We cherish things we create. This psychological phenomenon is aptly named the Ikea effect. “The act of building something, putting your own blood and sweat into a physical object. . . seems to imbue it with additional value above and beyond its inherent quality,” says Travis Carter from Psychology Today. Even virtual experiences, like online designing, can make us feel this way.

Our brains link labour with love. That’s why we are likely to keep a coffee table we self-assembled, even if it is crooked. When we help make it, our brains think it is better. In fact, studies show that we are willing to pay up to five times more for a product we co-create!  

Brain tricks

Have you ever noticed how after you buy a new car, you suddenly see that same model everywhere? The car didn’t become hugely popular overnight. Your brain, or more precisely your reticular activating system (RAS), is simply tricking you.

Our brains are constantly bombarded with stimuli. If we were to pay attention to every bit of data—up to 2,000,000 at any time—we would go mad. Thankfully, RAS comes to the rescue by allowing us to focus on certain things and filter out the rest. It is like a portal through which information either enters the brain or gets rejected. Once something gets labelled “important,” like your new car model, your RAS will make sure you notice it. 

Your RAS thinks your own name is very important. Hearing or seeing it will trigger a unique, unconscious reaction in your brain. If you see your name in an email or website greeting, you’re more likely to click it. Your brain can’t help paying attention! 

Mass customisation plays on our brains’ biases. Shirts, licence plates, Coke bottles and even beachwear can now bear the name our brains like the most: our own. 

In addition to one’s brain bias, narcissistic tendencies could motivate us to buy customised items. The social media and smartphone culture is turning us all into small celebrities. On one hand, this change democratises fame and opens up opportunities. Platforms like Kickstarter, for example, allow us to support emerging artists from around the world. 

On the other hand, our personal newfound “fame” can make us overly concerned with self-promotion. Unsurprisingly, narcissism is on the rise. It increased 30 per cent in recent years, causing researchers to call it an epidemic. Because buyers with high levels of narcissism favour customised products and are willing to pay more for them, retailers are trying to harness this tendency and even promote it. 

David Sprott, a marketing and psychology researcher from Washington State University, says that companies could “induce a narcissistic state that encourages a consumer to self-design a unique product.”

The mindful consumer 

There are many benefits to mass-customisation: it encourages our creativity, it means products are more relevant to us, and in general, it makes us happier with our purchases. I believe an attitude of mindful consumption can help us enjoy customisation and avoid manipulation. 

“We are long overdue for a course correction,” said Peter Kim at the Cannes Lions advertising festival, “which will require brands to stop feeding consumer egos and start working on platforms for social good.” Kim believes that brands and individuals can use their influence for genuine empowerment, as opposed to self-aggrandisement.

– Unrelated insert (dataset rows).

PR #1203, opened 2024-10-11
NxGlobalHeader2 - RSC-1780

rpokorny:
https://sonatype.atlassian.net/browse/RSC-1780

New header to go along with `NxGlobalSidebar2`.  This does not implement the new styling on the action buttons, that is a separate ticket.


gallery/src/components/NxGlobalHeader2/NxGlobalHeader2Page.tsx
```diff
@@ -0,0 +1,177 @@
...
+      <NxP>
+        Like all parts of the <NxCode>NxGlobalSidebar2</NxCode> layout, this component is only to be
+        used in full-width, section-scrolling layouts. Although the contents of <NxCode>NxGlobalHeader2</NxCode> are
+        flexible, there are strong design guidelines for the content that should be present. From left to right,
+        the header <em>should</em> contain the following items:
+      </NxP>
+      <NxList bulleted>
+        <NxList.Item>The official product logo depicting its name</NxList.Item>
+        <NxList.Item>
+          <NxList bulleted>
```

I agree. We can take advantage of the more active role companies are giving us and demand they source fair-trade materials, for instance. Knowing that our brains love what we create, we can decide to keep a personalised item longer, or even for life. 

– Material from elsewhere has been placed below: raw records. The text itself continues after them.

PR #1208, opened 2024-11-04
NxNavigationDropdown - RSC-1784

rpokorny:
https://sonatype.atlassian.net/browse/RSC-1784

This adds a new styling variation for dropdowns, intended only to be used within `NxGlobalHeader2`.


lib/src/base-styles/_nx-btn.scss
```diff
@@ -19,7 +19,7 @@
     color: var(--nx-color-#{$variant}-button-text);
   }
 
-  &:focus:not(:active) {
```
rpokorny, line 22: These `:not` selectors were causing unnecessary specificity that was getting in the way so I refactored it a bit.  You can see by the fact that no unrelated button visual tests changed that the change did not have unintended consequences.

lib/src/components/NxDropdown/NxDropdown.scss
```diff
@@ -14,7 +14,13 @@
   position: relative;
   width: nx-dropdown-variables.$dropdown-width;
 
-  .nx-icon:not(.nx-icon--colorful, .nx-dropdown-link .nx-icon, .nx-filter-dropdown__reset .nx-icon, .nx-dropdown :is(.disabled, [disabled]) .nx-icon) {
+  .nx-icon:not(
+    .nx-icon--colorful,
+    .nx-dropdown-link .nx-icon,
+    .nx-filter-dropdown__reset .nx-icon,
+    .nx-dropdown :is(.disabled, [disabled]) .nx-icon,
+    .nx-navigation-dropdown .nx-icon
```
rpokorny, line 22: It is increasingly unfortunate that this bit of code has to be aware of these various special cases, but that's the pattern for the time being.

lib/src/components/NxDropdownMenu/types.tsx
```diff
@@ -7,8 +7,9 @@
 import { HTMLAttributes } from 'react';
 import * as PropTypes from 'prop-types';
 
-export interface Props extends HTMLAttributes<HTMLDivElement> {
+export interface Props extends Omit<HTMLAttributes<HTMLDivElement>, 'className'> {
   onClosing: () => void;
+  className?: string | null;
```
rpokorny, line 12: Allows `null` in addition to `undefined` which always should have been permitted.

JasonDSwearingen (approved):
+1

mealingr (approved):
+1 (also ran locally again with https://www.figma.com/design/UpWZYPAaaOwafLeYytZ99l/Updated-Side-and-Top-Nav-Component---Q2-2024---JS?node-id=0-1&node-type=canvas&t=YH0r7DXqMgXbIDNh-0 as reference and it looks great)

And we can go deeper. Our culture is obsessed with getting across the message that we are all different and we are all unique. This is true, of course. But it is also important to emphasise what makes us similar as human beings, what brings us together. The Bible says that “in Christ Jesus [we] are all children of God through faith” (Galatians 3:26). 

We are all unique, and at the same time, members of one family: God’s.